About this exercise - All records are to be retyped faithfully and completely.
***** Available records
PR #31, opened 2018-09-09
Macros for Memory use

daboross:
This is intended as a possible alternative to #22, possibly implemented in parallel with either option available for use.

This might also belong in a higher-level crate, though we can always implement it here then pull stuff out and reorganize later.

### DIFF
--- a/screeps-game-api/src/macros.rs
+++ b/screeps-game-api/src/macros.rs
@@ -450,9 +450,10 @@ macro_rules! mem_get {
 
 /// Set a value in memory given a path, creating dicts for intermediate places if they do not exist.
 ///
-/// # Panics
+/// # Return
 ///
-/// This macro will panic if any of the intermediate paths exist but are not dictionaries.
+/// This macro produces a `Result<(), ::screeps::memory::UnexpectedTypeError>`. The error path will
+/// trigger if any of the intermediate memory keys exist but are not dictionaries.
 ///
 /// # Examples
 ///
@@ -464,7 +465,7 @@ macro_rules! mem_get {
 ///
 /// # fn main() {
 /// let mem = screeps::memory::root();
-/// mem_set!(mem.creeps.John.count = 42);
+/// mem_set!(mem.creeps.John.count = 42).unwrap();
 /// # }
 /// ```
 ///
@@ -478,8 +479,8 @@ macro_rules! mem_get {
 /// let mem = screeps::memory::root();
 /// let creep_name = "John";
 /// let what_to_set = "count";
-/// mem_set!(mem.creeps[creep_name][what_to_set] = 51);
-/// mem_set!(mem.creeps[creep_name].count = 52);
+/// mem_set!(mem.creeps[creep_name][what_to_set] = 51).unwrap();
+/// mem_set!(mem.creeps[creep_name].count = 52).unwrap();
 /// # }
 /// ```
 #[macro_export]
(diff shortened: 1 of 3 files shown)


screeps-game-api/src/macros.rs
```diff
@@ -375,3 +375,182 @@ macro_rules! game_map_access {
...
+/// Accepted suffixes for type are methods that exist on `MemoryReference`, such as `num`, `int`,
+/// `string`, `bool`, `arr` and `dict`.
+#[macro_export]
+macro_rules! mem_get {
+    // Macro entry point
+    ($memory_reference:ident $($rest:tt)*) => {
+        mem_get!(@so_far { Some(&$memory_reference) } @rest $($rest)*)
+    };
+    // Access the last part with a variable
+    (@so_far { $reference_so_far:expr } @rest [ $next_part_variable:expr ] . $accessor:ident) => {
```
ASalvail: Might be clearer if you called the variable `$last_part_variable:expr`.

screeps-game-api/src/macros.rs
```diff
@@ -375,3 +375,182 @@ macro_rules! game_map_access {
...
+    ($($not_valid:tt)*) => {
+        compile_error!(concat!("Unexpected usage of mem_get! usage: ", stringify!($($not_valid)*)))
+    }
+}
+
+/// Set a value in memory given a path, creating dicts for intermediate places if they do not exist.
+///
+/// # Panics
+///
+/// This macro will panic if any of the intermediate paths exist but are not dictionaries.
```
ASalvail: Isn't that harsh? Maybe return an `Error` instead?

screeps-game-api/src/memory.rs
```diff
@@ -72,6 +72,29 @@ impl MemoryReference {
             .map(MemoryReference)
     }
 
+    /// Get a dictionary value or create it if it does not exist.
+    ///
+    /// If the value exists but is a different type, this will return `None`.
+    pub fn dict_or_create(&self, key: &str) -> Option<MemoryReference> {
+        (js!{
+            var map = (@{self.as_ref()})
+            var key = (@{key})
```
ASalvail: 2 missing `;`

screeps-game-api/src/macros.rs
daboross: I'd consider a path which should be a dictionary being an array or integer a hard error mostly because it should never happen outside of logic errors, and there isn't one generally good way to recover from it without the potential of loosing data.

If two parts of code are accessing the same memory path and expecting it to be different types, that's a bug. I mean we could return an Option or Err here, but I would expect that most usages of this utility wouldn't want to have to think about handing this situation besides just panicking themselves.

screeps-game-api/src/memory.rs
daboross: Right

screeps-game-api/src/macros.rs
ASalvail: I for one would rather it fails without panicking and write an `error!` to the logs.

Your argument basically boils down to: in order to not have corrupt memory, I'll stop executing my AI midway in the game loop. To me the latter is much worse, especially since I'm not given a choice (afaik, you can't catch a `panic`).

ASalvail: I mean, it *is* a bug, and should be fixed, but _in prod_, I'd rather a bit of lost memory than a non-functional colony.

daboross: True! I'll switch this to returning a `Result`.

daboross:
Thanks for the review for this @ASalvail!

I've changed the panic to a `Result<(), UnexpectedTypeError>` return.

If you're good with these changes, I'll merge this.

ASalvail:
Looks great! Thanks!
**********
Response box -
PR #31, opened 2018-09-09
Macros for Memory use

daboross:
This is intended as a possible alternative to #22, possibly implemented in parallel with either option available for use.

This might also belong in a higher-level crate, though we can always implement it here then pull stuff out and reorganize later.

### DIFF
--- a/screeps-game-api/src/macros.rs
+++ b/screeps-game-api/src/macros.rs
@@ -450,9 +450,10 @@ macro_rules! mem_get {
 
 /// Set a value in memory given a path, creating dicts for intermediate places if they do not exist.
 ///
-/// # Panics
+/// # Return
 ///
-/// This macro will panic if any of the intermediate paths exist but are not dictionaries.
+/// This macro produces a `Result<(), ::screeps::memory::UnexpectedTypeError>`. The error path will
+/// trigger if any of the intermediate memory keys exist but are not dictionaries.
 ///
 /// # Examples
 ///
@@ -464,7 +465,7 @@ macro_rules! mem_get {
 ///
 /// # fn main() {
 /// let mem = screeps::memory::root();
-/// mem_set!(mem.creeps.John.count = 42);
+/// mem_set!(mem.creeps.John.count = 42).unwrap();
 /// # }
 /// ```
 ///
@@ -478,8 +479,8 @@ macro_rules! mem_get {
 /// let mem = screeps::memory::root();
 /// let creep_name = "John";
 /// let what_to_set = "count";
-/// mem_set!(mem.creeps[creep_name][what_to_set] = 51);
-/// mem_set!(mem.creeps[creep_name].count = 52);
+/// mem_set!(mem.creeps[creep_name][what_to_set] = 51).unwrap();
+/// mem_set!(mem.creeps[creep_name].count = 52).unwrap();
 /// # }
 /// ```
 #[macro_export]
(diff shortened: 1 of 3 files shown)


screeps-game-api/src/macros.rs
```diff
@@ -375,3 +375,182 @@ macro_rules! game_map_access {
...
+/// Accepted suffixes for type are methods that exist on `MemoryReference`, such as `num`, `int`,
+/// `string`, `bool`, `arr` and `dict`.
+#[macro_export]
+macro_rules! mem_get {
+    // Macro entry point
+    ($memory_reference:ident $($rest:tt)*) => {
+        mem_get!(@so_far { Some(&$memory_reference) } @rest $($rest)*)
+    };
+    // Access the last part with a variable
+    (@so_far { $reference_so_far:expr } @rest [ $next_part_variable:expr ] . $accessor:ident) => {
```
ASalvail: Might be clearer if you called the variable `$last_part_variable:expr`.

screeps-game-api/src/macros.rs
```diff
@@ -375,3 +375,182 @@ macro_rules! game_map_access {
...
+    ($($not_valid:tt)*) => {
+        compile_error!(concat!("Unexpected usage of mem_get! usage: ", stringify!($($not_valid)*)))
+    }
+}
+
+/// Set a value in memory given a path, creating dicts for intermediate places if they do not exist.
+///
+/// # Panics
+///
+/// This macro will panic if any of the intermediate paths exist but are not dictionaries.
```
ASalvail: Isn't that harsh? Maybe return an `Error` instead?

screeps-game-api/src/memory.rs
```diff
@@ -72,6 +72,29 @@ impl MemoryReference {
             .map(MemoryReference)
     }
 
+    /// Get a dictionary value or create it if it does not exist.
+    ///
+    /// If the value exists but is a different type, this will return `None`.
+    pub fn dict_or_create(&self, key: &str) -> Option<MemoryReference> {
+        (js!{
+            var map = (@{self.as_ref()})
+            var key = (@{key})
```
ASalvail: 2 missing `;`

screeps-game-api/src/macros.rs
daboross: I'd consider a path which should be a dictionary being an array or integer a hard error mostly because it should never happen outside of logic errors, and there isn't one generally good way to recover from it without the potential of loosing data.

If two parts of code are accessing the same memory path and expecting it to be different types, that's a bug. I mean we could return an Option or Err here, but I would expect that most usages of this utility wouldn't want to have to think about handing this situation besides just panicking themselves.

screeps-game-api/src/memory.rs
daboross: Right

screeps-game-api/src/macros.rs
ASalvail: I for one would rather it fails without panicking and write an `error!` to the logs.

Your argument basically boils down to: in order to not have corrupt memory, I'll stop executing my AI midway in the game loop. To me the latter is much worse, especially since I'm not given a choice (afaik, you can't catch a `panic`).

ASalvail: I mean, it *is* a bug, and should be fixed, but _in prod_, I'd rather a bit of lost memory than a non-functional colony.

daboross: True! I'll switch this to returning a `Result`.

daboross:
Thanks for the review for this @ASalvail!

I've changed the panic to a `Result<(), UnexpectedTypeError>` return.

If you're good with these changes, I'll merge this.

ASalvail:
Looks great! Thanks!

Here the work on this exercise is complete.